Let $P_n$ denote the partition $\{a, a + \frac{b-a}{n}, a + 2\frac{b-a}{n}, \dots, b\} =: \{x_0, \dots, x_{n}\}$. Then it's easy to see that $x_k - x_{k-1} = \frac{b-a}{n}$. Suppose wlog that $f$ is monotonic decreasing (increasing is more or less the same, or do the same reasoning on $-f$). Then if $M_k$ and $m_k$ denote the maximum and minimum on the $k$th part of the partition, then $M_k = f(x_{k-1})$ and $m_k = f(x_k)$.
Thus
1. (lower sum) $\displaystyle L(f,P_n) = \sum m_k(x_k - x_{k-1}) = \sum f(x_k)\frac{b-a}{n}$ and
2. (upper sum) $\displaystyle U(f,P_n) = \sum M_k(x_k - x_{k-1}) = \sum f(x_{k-1})\frac{b-a}{n}$
So then $\begin{align} U(f,P_n) - L(f,P_n) &= \frac{b-a}{n}\left( \sum_{k = 1}^n f(x_{k-1}) - f(x_k)\right) = \\ &= \frac{b-a}{n} (f(x_0) - f(x_n)) = \frac{b-a}{n}(f(a) - f(b)) \\ &\to 0 \text{ as } (n \to \infty) \end{align}$
It's not so hard to show that refinements of these partitions do not change the result.
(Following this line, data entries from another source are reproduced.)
PR #362, opened 2023-03-25
Implement Overlays

gamemasterplc:
Implemented overlays in libdragon including 2 examples in examples/overlays. One example shows off three actors that can be spawned on the screen with the A button. The other shows two scenes that can be switched with the start button.


src/backtrace.c
```diff
@@ -169,13 +174,24 @@ static bool is_valid_address(uint32_t addr)
  * 
  * If not found, return a null header.
  */
-static symtable_header_t symt_open(void) {
-    if (SYMT_ROM == 0xFFFFFFFF) {
-        SYMT_ROM = rompak_search_ext(".sym");
-        if (!SYMT_ROM)
-            debugf("backtrace: no symbol table found in the rompak\n");
+static symtable_header_t symt_open(void *addr) {
+    dl_module_t *module = __dl_get_module(addr);
```
rasky: Is it possible to reverse the logic here? First have a check if the address falls within the main app text segment, and only call __dl_get_module if it doesn't?

rasky: Also if possible I'd break the dependency here with a trick similar to what we used for the demangling function. Have an internal global function pointer called __symt_check_dl_addr or something like that, and have the DL initializes it at the first dlopen. Otherwise we are now bringing part of the dynamic loader code into all applications just because of this reference.

PR #364, opened 2023-03-28
Add Dreamdrive64 Support

khill25:
This adds support for Dreamdrive64 rom cart. It's using a different address space from Picocart64, so I took a different abbreviation.


rasky:
Hi, thanks for the PR. First thing before review: is it possible to relicense the code using the Unlicense license that libdragon uses? I wouldn't want to bring in code that adds attribution constraints to our users like the BSD license does.

khill25:
> Hi, thanks for the PR. First thing before review: is it possible to relicense the code using the Unlicense license that libdragon uses? I wouldn't want to bring in code that adds attribution constraints to our users like the BSD license does.

No problem. I'm used to submitting PRs internally at my previous companies 😅

src/debug.c
```diff
@@ -226,7 +227,7 @@ DWORD get_fattime(void)
 static DSTATUS fat_disk_status_default(void) { return 0; }
 
 static DRESULT fat_disk_ioctl_default(BYTE cmd, void* buff)
-{
+{
```
Polprzewodnikowy: What's up with those random whitespaces added throughout the code?

src/debug.c
```diff
@@ -264,6 +265,16 @@ static fat_disk_t fat_disk_sc64 =
 	fat_disk_ioctl_default
 };
 
+static fat_disk_t fat_disk_ddr64 =
+{
+    fat_disk_initialize_ddr64,
+    fat_disk_status_default,
+    fat_disk_read_ddr64,
+	NULL,
```
Polprzewodnikowy: Inconsistent whitespace used, rest of the file use tab indentation and I suggest sticking with one option.

src/debug_sdfs_ddr64.c
```diff
@@ -0,0 +1,136 @@
...
+// [WRITE] Register to define the cic type and save type.
+// 0xFF00 == Cic
+// 0x00FF == save
+#define DDR64_REGISTER_SELECTED_ROM_META (DDR64_REGISTER_SD_SELECT_ROM + 0x4)
+
+#endif
+
+static uint8_t ddr64_sd_wait() {
+    uint32_t timeout = 0;
+    uint32_t isBusy __attribute__((aligned(8)));
```
Polprzewodnikowy: You seem to have copied 64drive wait function from `usb.c`. Alignment on this variable is actually not needed as it is used only for return value from `io_read` function. USB lib has been rewritten recently and those alignment attributes were removed where possible.

src/debug_sdfs_ddr64.c
```diff
@@ -0,0 +1,136 @@
...
+	isBusy = 1;
```
Polprzewodnikowy: Unnecessary assignment, value is overwritten by `io_read` function below.

src/debug_sdfs_ddr64.c
```diff
@@ -0,0 +1,136 @@
...
+
+    // Wait until the cartridge interface is ready
+    do {
+		
+        // returns 1 while sd card is busy
+		isBusy = io_read(DDR64_CIBASE_ADDRESS_START + DDR64_REGISTER_SD_BUSY);
+        
+        // Took too long, abort
+        if((timeout++) > 10000000) {
+			fprintf(stdout, "SD_WAIT timed out. isBusy: %ld\n", isBusy);
```
Polprzewodnikowy: Do we really want to have error printing in function that can return error code?

src/debug_sdfs_ddr64.c
```diff
@@ -0,0 +1,136 @@
...
+			return -1;
+		}
+    }
+    while(isBusy != 0);
+    (void) timeout; // Needed to stop unused variable warning
```
Polprzewodnikowy, line 63: Unnecessary, `timeout` variable is used in the code above.

src/debug_sdfs_ddr64.c
```diff
@@ -0,0 +1,136 @@
...
+static DRESULT fat_disk_read_ddr64(BYTE* buff, LBA_t sector, UINT count) {
+	_Static_assert(FF_MIN_SS == 512, "this function assumes sector size == 512");
+	_Static_assert(FF_MAX_SS == 512, "this function assumes sector size == 512");
+
+	int retryCount = 2;
+	int i = 0;
+	do {
+		uint64_t current_sector = sector + i;
+		
+		uint32_t part0 __attribute__((aligned(8)));
```
Polprzewodnikowy: Again, alignment unnecessary because you're just passing value to the `io_write` function that doesn't have any alignment requirements.

src/debug_sdfs_ddr64.c
```diff
@@ -0,0 +1,136 @@
...
+		part0 = (current_sector & 0xFFFFFFFF00000000LL) >> 32;
```
Polprzewodnikowy: You can shift value first then mask it off like `(current_sector >> 32) & 0xFFFFFFFFUL`, I think it looks cleaner but it's personal preference.

src/debug_sdfs_ddr64.c
```diff
@@ -0,0 +1,136 @@
...
+
+		uint32_t part1 __attribute__((aligned(8)));
```
Polprzewodnikowy: Same as above.

src/debug_sdfs_ddr64.c
```diff
@@ -0,0 +1,136 @@
...
+		part1 = (current_sector & 0x00000000FFFFFFFFLL);
```
Polprzewodnikowy: You can ommit upper zeros, I think it looks cleaner but it's personal preference.

src/debug_sdfs_ddr64.c
```diff
@@ -0,0 +1,136 @@
...
+
+        // wait for the sd card to finish
+        if(ddr64_sd_wait() == 0) {
+			data_cache_hit_writeback_invalidate(buff, 512);
+			dma_read(buff, DDR64_BASE_ADDRESS_START, 512);
+			buff += 512;
+			i++;
+		} else {
+			retryCount--;
+			fprintf(stderr, "wait timeout\n");
```
Polprzewodnikowy: Again, why print debug info here.

src/debug_sdfs_ddr64.c
```diff
@@ -0,0 +1,136 @@
...
+		}
+
+		if (retryCount <= 0) {
+			break;
```
Polprzewodnikowy: No error code returned when read operation failed?

src/debug_sdfs_ddr64.c
```diff
@@ -0,0 +1,136 @@
...
+		}
+		
+	} while (i < count);
+
+	return RES_OK;
+}
+
+static DRESULT fat_disk_write_ddr64(const BYTE* buff, LBA_t sector, UINT count)
+{
+	fprintf(stderr, "Picocart64 does not currently support SD card writes.\n");
```
Polprzewodnikowy: Change this to `assertf` instead of printing to the stderr.

src/debug_sdfs_ddr64.c
```diff
@@ -0,0 +1,136 @@
...
+    return RES_OK;
+}
+
+static DSTATUS fat_disk_initialize_ddr64(void) { return RES_OK; }
```
Polprzewodnikowy: I would move this function before read/write functions as it's logically first to be called before doing actual R/W operations.

src/debug_sdfs_ddr64.c
```diff
@@ -0,0 +1,136 @@
...
+#define DDR64_CIBASE_ADDRESS_START   (DDR64_BASE_ADDRESS_END + 1)
+#define DDR64_CIBASE_ADDRESS_LENGTH  (0x00000800)
+#define DDR64_CIBASE_ADDRESS_END     (DDR64_CIBASE_ADDRESS_START + DDR64_CIBASE_ADDRESS_LENGTH - 1)
+
+// [Read]: Returns DDR64_MAGIC
+#define DDR64_REGISTER_MAGIC         (0x00000000)
+#define DDR64_MAGIC                  (0xD9D96400)
+
+// [WRITE]: Write number of bytes to print from TX buffer
+#define DDR64_REGISTER_UART_TX       (0x00000004)
```
Polprzewodnikowy: Don't really understand why unused defines are added here.

khill25:
Wow thanks for the though review! It's been a while and I let my code standards lapse 😅 I'll set about getting this fixed up. Not sure what is up with the whitespace, I'll run a formatter and see if I can sort that out.

src/debug.c
anacierdem: I think we need to use a tool for this at some point, this happens a lot unfortunately. Clang format does not seem to play well with some gcc extensions though

khill25: Whitespace is driving me nuts! It looks totally fine in visual studio code and in my git client, I don't notice it's messed up until I push to the PR.

anacierdem: You can choose to display them if you haven't already: https://stackoverflow.com/questions/30140595/show-whitespace-characters-in-visual-studio-code

khill25: So appears that the rest of the codebase uses spaces and I'm using tabs. I'll have to convert all my tabs to spaces

khill25:
Weep for the tab to space changes.

Anyway I think I addressed all the feedback. Again, I'm really sorry about the whitespace, I know it's annoying to review code that's basically all whitespace changes.

rasky:
Hi @khill25, let me update you on this PR.

Your code was sent as two major changes were being worked on. One (just landed) is #366 that is a big improvement to usb.c (coming from upstream). Another one, waiting for last touches, is #371 that basically removes the current SD code in favor of vendoring [libcart](https://github.com/devwizard64/libcart), which is a newly released library which is more comprehensive that our builtin SD support. Our goal is not having to maintain the SD code anymore in here, and offload that to libcart.

Your PR touches the same areas at the same time, so it is unfortunately due to some rework once also #371 lands. My suggestion would be to wait until #371 lands and then I can point you to the better way of reworking your code with the new overall architecture. That will probably be adding support for Dreamdrive64 to libcart rather than libdragon proper, but let me see where we end with #371 first.

Thanks for the patience!

rasky:
Hi @khill25, the libcart PR (#371) was merged. This means that SD flashcart code is now maintained at upstream [libcart](https://github.com/devwizard64/libcart) which is where you should send your PR now. I will close this PR now as we won't be able to merge it as-is, as we don't carry SD flashcard code anymore.

PR #365, opened 2023-04-05
Allow RDPQ material and texturing commands integration inside GL's context

SpookyIluha:
These changes allow libdragon's OpenGL to fully utilize the N64's custom RDP material and texturing capabilities via RDPQ.

There are now 2 new GL enums that can be enabled or disabled with glEnable/glDisable: GL_RDPQ_MATERIAL_N64 and GL_RDPQ_TEXTURING_N64.

The GL_RDPQ_MATERIAL_N64 enum allows to setup a custom Color Combiner and/or Color Blender via rdpq_mode_combiner/rdpq_mode_blender and also allows to setup the RDP's internal color registers such as PRIM/ENV/BLEND etc.

The GL_RDPQ_TEXTURING_N64 enum allows to load custom textures and surfaces (for example with rdpq_tex_load/sub), allows to configure the tile and tilesize parameters of each tile, allows to setup custom mipmapping and to override rdpq_mode_filter filtering.


src/GL/rsp_gl.S
```diff
@@ -453,8 +454,19 @@ GLCmd_PreInitPipe:
...
+    lw state_flags2, %lo(GL_STATE_FLAGS2)
+    # li t2, %lo(GL_STATE_FLAGS2)
+
+    #define modes0          t8
+    #define modes1          t9
+
+    # Load the current OTHERMODE state from RDPQ
+
+    lw modes0, %lo(RDPQ_OTHER_MODES) + 0x0
+    lw modes1, %lo(RDPQ_OTHER_MODES) + 0x4
```
snacchus: Loading `modes0` and `modes1` here does not do anything since they are overwritten later on anyway. I would completely drop that part and just do this:
```suggestion
    #define state_flags  k1
    #define state_flags2 k0

    lw state_flags, %lo(GL_STATE_FLAGS)
    lw state_flags2, %lo(GL_STATE_FLAGS2)
```

src/GL/rsp_gl.S
```diff
@@ -518,6 +530,11 @@ GLCmd_PreInitPipe:
     #define active_tex      s7
 
     # Get Active texture
+    # * Skip if FLAG2_USE_RDPQ_TEXTURING is active
+
+    andi t1, state_flags2, FLAG2_USE_RDPQ_TEXTURING
+    bgtz t1, rdpq_skiptexturing
+    nop
```
snacchus: The `active_tex` register is actually needed in some cases even if `GL_RDPQ_TEXTURING_N64` is enabled. More precisely, it's needed to compute the combiner state further down (given that `GL_RDPQ_MATERIAL_N64` is _not_ enabled at the same time)
For this reason I would not skip over the code that sets `active_tex` and just drop this altogether (See my next comment for an alternative solution):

You also ask whether a monotonic function on $[a,b]$ is continuous a.e. It is, in the sense that there are only a countable number of discontinuities. In particular, you might know that a sum of positive numbers is finite only if it has a countable number of nonzero terms (an easy way to see this - if there are uncountably many, then you can show there are uncountably many rationals as follows: consider the intervals implied by the sum, where each summand gives another interval. Each interval contains a rational.) The function is bounded on $[a,b]$ and monotonic, and so the sum of the 'jumps' at the points of discontinuity is finite. Thus there are at most countably many points of discontinuity.